Nací en un pueblo que siempre ha vivido en guerra, con un ejército que lucha cada día por defender mi territorio. Dos sonidos son la banda sonora de mi vida: el que producen las aguas del río junto al que vivo y el ruido de las espadas que, desde el otro lado del monte, llegan a mi orilla. Las historias que mi padre me contaba desde niño trataban siempre de guerreros que lucharon cada día por mantener vivo el honor del pueblo: unos murieron en batalla y otros sobrevivieron a todas ellas dejando este mundo junto al fuego de su hogar. Pero mi historia favorita era la de un guerrero, al que apodaron “la Bruja”, quién sabe si era por su aspecto físico o porque dentro de su cabaña era capaz de fabricar una pócima con la que nunca conoció el miedo. Siempre se lanzaba encabezando las hordas y le daba igual si terminaba la batalla levantando su espada en alto con su caballo pisando las hogueras o si acababa en el suelo malherido. Una vez el rey lo llamó para que se uniera a su ejército pero él sintió compasión por los regidores del pueblo y se quedó aquí sin que nadie notara un antes y un después.
Desde pequeño, yo supe que nunca valdría para la lucha, por eso busqué un trabajo entre aquellos que preparaban cada noche la comida para los guerreros, los que curaban sus heridas, los que limpiaban sus espadas o los que remendaban sus ropajes y, como mi sitio está junto al río, decidí ser el que llenaba su cubo de agua para llevarlo al lugar adonde todas las noches regresaban los guerreros y que ése agua fuera el que ellos bebieran y con el que limpiaran sus heridas.
Como era de esperar, llegó un día en que “la Bruja” dejó la primera línea y ocupó un lugar en la roca más alta desde la que gritaba a los guerreros dirigiendo sus movimientos.
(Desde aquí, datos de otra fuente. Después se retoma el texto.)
PR #1647, opened 2023-10-12
feat: Add ariaLabel and ariaLabelledby to progress bar

avinashbot:
### Description

Does what it says on the tin. People could provide visual labels through the `label` property, but it turns out in some contexts, like inside a table cell, the visual label itself doesn't provide enough context. So additional programmatic context needs to be added. This allows for that.

Related links, issue #, if available: AWSUI-22557

### How has this been tested?

Unit tests!

<details>

#### Correctness

#### Security

#### Testing

</details>

---

### DIFF
--- a/src/progress-bar/internal.tsx
+++ b/src/progress-bar/internal.tsx
@@ -20,9 +20,10 @@ const clamp = (value: number, lowerLimit: number, upperLimit: number) => {
 interface ProgressProps {
   value: number;
   isInFlash: boolean;
-  labelId: string;
+  ariaLabel?: string;
+  ariaLabelledby?: string;
 }
-export const Progress = ({ value, isInFlash, labelId }: ProgressProps) => {
+export const Progress = ({ value, isInFlash, ariaLabel, ariaLabelledby }: ProgressProps) => {
   const roundedValue = Math.round(value);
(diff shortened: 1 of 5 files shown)


src/progress-bar/internal.tsx
```diff
@@ -36,7 +37,9 @@ export const Progress = ({ value, isInFlash, labelId }: ProgressProps) => {
         )}
         max={MAX_VALUE}
         value={progressValue}
-        aria-labelledby={labelId}
+        aria-label={ariaLabel}
+        // Ensures aria-label takes precedence over aria-labelledby
```
gethinwebster, line 41: can we just pass the attributes through and let browsers handle this?

avinashbot: We spotted recently that `aria-labelledby` overrides `aria-label` if present - and it's particularly notable in this case because users may provide a visual label (which is linked using `aria-labelledby`) and might want to provide a different aria label.

So even if they don't provide an `ariaLabelledby` explicitly, they might still be bitten by this strange behavior. So manually doing this is the most "unsurprising" and expected behavior.

gethinwebster: ah of course, got it!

Nunca olvidaré la noche en que, de regreso a la aldea, la Bruja me sonrió cuando cogió el cuenco de agua con sus manos.
En un frío atardecer, cuando estaba dormitando a la orilla del río recordando historias de batallas, el río me susurró que podía ir cada noche al bosque y escribir con mi navaja en las cortezas de los árboles esas historias y las que surgiesen cada día y eso hice. Cada noche, cuando los guerreros terminaban su agua, yo recogía mi cubo para volver a casa, me adentraba en el bosque y, con la luz de la luna o completamente a oscuras, escribía en los árboles lo que mi corazón me pedía.
El pueblo estuvo dos veces a punto de ser devastado por las antorchas de los pueblos invasores pero la Bruja siempre encontró la manera de ordenar a sus hombres para evitarlo. También sucedió que algún rayo cayó al junto a la roca en el que el eterno guerrero se subía cada día pero la fuerza de su cuerpo fue capaz de sobrevivir a la descarga.
Un día, cuando subía el agua a la plaza del pueblo, escuché que los gobernadores del pueblo habían ordenado al emblemático jefe guerrero a bajarse de su roca porque decían que habían conocido a otro jefe procedente de otro pueblo que sería capaz de dirigir mejor nuestro ejército. Desde entonces, le pido al río que me despierte de ese mal sueño pero pasan los días y el viento ya no me trae la voz del jefe guerrero de mi vida. Solo el río entiende mi pesar, solo el río sabe por qué ya no soy capaz de levantar el peso de mi cubo y llevar el agua como hice toda mi vida pero ni siquiera el río sabe en qué lugar del bosque he perdido mi navaja.